*** Opening of Supplied records ***
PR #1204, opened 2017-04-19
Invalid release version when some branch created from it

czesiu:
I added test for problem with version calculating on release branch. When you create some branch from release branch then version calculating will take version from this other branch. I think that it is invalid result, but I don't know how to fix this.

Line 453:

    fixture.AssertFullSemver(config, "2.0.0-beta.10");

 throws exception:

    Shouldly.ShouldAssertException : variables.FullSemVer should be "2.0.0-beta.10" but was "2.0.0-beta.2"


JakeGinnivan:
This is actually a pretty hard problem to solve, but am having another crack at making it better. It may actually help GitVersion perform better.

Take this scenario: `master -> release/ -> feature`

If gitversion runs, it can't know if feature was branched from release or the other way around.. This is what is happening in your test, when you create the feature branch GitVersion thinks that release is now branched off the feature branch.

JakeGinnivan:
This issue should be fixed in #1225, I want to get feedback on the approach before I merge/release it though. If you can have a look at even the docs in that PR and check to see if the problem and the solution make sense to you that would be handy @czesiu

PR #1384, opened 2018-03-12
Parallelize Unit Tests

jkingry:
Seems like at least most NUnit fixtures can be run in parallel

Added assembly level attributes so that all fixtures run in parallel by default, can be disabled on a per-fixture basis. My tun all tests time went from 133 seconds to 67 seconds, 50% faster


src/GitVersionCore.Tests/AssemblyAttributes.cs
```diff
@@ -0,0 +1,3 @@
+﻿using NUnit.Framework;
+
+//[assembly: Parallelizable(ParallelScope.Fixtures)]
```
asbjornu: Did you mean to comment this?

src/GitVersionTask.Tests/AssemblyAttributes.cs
*** Close of Supplied records ***
To do — Only lines holding the word "beta" belong in the answer; copy each one from the material.

Reply to the exercise —
    fixture.AssertFullSemver(config, "2.0.0-beta.10");
    Shouldly.ShouldAssertException : variables.FullSemVer should be "2.0.0-beta.10" but was "2.0.0-beta.2"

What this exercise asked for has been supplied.